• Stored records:
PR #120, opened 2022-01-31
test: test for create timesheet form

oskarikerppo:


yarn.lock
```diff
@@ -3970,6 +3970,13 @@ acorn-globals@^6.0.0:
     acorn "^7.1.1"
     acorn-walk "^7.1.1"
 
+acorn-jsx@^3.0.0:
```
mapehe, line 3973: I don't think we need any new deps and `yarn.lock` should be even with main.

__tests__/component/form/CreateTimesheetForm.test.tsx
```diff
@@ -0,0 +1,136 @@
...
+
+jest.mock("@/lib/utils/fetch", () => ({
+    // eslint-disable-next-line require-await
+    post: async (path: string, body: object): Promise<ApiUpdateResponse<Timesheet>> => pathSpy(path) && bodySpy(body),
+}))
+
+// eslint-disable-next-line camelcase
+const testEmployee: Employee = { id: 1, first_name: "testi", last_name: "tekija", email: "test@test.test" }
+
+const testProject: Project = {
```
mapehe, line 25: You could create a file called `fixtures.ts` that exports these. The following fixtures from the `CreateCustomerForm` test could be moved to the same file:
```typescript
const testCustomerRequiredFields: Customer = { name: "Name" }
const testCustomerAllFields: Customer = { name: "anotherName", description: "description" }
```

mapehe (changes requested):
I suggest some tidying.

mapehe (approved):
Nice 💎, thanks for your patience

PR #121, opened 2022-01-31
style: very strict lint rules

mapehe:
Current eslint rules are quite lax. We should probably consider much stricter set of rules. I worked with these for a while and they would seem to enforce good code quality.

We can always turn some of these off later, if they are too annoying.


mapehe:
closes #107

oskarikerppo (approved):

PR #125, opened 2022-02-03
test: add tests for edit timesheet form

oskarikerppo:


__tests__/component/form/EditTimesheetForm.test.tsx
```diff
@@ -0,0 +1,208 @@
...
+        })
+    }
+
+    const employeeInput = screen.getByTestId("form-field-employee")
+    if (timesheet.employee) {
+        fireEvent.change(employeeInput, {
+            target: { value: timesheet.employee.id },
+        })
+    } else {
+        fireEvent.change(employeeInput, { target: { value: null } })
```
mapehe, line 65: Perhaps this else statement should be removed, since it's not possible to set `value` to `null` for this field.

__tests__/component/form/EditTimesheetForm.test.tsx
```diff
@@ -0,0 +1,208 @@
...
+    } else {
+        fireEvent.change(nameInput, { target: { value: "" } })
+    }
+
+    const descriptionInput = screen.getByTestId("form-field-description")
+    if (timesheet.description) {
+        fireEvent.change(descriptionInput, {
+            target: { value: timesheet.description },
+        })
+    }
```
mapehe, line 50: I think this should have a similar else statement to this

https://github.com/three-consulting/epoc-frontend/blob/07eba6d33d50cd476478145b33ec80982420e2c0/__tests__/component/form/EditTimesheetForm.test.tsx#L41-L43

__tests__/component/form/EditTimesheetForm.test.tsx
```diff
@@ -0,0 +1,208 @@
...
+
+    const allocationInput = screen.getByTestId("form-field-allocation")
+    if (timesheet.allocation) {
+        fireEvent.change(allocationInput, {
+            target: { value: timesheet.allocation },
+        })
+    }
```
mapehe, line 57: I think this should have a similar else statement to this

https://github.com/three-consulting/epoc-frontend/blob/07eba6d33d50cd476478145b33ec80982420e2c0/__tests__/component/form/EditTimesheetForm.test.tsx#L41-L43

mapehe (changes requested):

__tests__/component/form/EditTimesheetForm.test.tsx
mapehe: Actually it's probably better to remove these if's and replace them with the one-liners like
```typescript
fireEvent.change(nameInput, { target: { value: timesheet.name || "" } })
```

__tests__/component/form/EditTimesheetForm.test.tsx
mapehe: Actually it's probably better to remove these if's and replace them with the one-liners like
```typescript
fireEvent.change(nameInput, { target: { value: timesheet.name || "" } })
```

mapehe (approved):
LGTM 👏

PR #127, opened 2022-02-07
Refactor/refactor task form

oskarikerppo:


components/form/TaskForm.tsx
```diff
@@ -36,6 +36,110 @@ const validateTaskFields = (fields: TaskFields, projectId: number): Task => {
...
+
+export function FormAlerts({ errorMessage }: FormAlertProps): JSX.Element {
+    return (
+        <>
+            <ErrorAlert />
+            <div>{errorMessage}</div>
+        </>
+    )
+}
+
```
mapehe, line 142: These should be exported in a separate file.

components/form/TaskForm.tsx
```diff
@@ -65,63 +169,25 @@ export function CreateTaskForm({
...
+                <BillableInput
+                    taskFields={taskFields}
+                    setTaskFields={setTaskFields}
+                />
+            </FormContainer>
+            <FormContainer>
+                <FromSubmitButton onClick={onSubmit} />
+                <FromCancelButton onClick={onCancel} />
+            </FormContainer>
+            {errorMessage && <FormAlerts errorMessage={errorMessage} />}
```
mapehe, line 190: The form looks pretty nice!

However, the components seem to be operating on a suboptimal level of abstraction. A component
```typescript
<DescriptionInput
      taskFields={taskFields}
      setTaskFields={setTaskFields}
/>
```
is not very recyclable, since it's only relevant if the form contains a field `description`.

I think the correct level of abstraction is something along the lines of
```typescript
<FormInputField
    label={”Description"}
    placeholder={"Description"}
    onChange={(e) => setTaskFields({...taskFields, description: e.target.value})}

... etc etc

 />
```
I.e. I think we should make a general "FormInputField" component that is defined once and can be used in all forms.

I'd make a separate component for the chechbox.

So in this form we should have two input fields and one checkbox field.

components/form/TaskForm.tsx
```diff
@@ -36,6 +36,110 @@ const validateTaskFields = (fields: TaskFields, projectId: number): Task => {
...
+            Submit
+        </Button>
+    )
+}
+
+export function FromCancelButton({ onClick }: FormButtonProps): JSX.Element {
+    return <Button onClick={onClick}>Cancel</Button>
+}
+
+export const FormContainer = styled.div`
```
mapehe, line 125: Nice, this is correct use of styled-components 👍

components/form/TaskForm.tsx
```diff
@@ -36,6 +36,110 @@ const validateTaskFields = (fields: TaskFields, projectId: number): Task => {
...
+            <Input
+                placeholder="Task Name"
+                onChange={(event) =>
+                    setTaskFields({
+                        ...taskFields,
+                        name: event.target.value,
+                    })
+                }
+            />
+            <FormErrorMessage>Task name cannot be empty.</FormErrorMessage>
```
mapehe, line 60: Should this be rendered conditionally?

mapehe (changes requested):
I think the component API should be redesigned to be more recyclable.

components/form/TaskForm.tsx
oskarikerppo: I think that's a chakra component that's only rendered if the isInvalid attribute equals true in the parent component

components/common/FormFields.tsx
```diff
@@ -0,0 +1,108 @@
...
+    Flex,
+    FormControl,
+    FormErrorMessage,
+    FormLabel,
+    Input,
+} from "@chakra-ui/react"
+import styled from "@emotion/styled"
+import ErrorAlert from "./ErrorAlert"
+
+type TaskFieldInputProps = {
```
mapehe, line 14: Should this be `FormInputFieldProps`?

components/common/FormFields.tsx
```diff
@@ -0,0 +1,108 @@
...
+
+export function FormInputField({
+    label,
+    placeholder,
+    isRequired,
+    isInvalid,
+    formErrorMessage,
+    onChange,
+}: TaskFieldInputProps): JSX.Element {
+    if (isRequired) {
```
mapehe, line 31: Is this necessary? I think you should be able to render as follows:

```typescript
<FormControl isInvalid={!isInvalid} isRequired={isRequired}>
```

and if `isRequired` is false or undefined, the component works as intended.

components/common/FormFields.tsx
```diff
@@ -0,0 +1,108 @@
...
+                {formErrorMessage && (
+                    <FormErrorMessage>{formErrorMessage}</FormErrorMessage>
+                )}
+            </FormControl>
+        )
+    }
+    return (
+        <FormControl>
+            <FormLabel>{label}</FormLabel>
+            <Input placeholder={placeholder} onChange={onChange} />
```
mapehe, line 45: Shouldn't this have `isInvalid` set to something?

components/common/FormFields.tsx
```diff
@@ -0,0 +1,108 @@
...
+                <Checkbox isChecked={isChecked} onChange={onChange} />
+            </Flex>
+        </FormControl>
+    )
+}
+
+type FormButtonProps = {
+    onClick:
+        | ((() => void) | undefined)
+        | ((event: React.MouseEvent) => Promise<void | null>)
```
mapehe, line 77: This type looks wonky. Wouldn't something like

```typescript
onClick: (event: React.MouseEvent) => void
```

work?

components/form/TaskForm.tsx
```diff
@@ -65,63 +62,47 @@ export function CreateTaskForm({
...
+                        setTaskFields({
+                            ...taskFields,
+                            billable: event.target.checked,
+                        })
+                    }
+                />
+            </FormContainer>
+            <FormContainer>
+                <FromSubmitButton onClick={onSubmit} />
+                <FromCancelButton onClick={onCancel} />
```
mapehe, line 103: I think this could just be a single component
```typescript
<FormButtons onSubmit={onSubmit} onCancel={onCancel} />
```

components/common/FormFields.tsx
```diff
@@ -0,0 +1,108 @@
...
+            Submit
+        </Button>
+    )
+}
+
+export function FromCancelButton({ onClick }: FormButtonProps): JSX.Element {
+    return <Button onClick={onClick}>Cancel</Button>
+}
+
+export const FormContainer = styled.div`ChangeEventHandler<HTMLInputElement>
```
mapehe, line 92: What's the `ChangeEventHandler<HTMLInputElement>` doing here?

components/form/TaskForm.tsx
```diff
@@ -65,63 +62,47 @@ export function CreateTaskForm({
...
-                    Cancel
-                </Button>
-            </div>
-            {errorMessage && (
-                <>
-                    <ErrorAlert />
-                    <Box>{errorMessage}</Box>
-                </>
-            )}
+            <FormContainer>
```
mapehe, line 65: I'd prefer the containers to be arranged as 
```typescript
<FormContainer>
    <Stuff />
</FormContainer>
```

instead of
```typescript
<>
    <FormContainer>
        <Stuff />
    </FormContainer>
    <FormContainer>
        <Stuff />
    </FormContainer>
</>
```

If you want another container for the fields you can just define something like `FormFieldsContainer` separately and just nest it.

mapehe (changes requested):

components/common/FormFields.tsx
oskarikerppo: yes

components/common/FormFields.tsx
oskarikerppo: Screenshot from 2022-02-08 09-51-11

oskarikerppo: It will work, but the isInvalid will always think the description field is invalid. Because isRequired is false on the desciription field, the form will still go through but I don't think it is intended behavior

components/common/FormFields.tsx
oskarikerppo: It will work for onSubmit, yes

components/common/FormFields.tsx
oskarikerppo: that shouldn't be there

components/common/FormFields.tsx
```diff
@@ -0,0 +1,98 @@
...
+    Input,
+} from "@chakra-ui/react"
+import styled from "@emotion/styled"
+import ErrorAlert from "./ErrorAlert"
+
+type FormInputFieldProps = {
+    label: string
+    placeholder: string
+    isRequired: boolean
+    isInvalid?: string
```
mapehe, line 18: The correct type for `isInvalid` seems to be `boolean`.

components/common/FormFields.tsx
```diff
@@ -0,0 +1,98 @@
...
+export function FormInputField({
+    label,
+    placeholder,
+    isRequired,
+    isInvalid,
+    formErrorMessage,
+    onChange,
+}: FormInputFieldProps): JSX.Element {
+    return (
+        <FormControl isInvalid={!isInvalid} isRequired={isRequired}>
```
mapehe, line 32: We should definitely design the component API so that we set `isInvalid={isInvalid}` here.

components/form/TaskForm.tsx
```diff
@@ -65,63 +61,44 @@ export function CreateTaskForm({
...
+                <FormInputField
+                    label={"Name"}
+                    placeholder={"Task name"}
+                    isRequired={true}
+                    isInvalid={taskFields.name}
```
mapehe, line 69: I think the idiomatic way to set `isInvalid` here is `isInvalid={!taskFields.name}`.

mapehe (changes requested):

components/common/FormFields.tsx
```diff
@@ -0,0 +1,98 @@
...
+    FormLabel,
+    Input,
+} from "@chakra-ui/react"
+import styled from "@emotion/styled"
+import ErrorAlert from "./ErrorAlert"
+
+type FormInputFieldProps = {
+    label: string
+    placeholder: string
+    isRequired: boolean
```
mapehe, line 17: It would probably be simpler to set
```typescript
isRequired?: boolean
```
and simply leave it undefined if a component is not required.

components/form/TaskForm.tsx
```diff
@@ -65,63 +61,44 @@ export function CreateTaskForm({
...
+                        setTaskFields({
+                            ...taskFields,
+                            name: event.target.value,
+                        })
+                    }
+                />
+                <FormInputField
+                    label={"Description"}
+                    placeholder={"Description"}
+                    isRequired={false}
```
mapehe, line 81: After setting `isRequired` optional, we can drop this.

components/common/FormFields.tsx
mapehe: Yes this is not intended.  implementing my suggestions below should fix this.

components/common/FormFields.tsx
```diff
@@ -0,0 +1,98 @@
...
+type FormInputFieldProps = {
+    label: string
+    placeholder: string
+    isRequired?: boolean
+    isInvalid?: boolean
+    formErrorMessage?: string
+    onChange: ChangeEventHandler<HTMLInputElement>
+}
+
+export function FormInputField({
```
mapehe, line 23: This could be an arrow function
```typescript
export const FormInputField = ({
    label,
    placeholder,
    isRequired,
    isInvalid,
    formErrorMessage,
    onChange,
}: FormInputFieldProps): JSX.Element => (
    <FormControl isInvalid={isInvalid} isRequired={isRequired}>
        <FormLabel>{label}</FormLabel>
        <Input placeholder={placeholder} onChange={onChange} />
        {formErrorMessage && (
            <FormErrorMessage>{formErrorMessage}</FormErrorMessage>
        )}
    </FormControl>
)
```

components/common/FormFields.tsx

• PROBLEM DESCRIPTION: The answer is a bare number: how many lines of the records contain the string "file"?

• ANSWER TO THIS PROBLEM: 2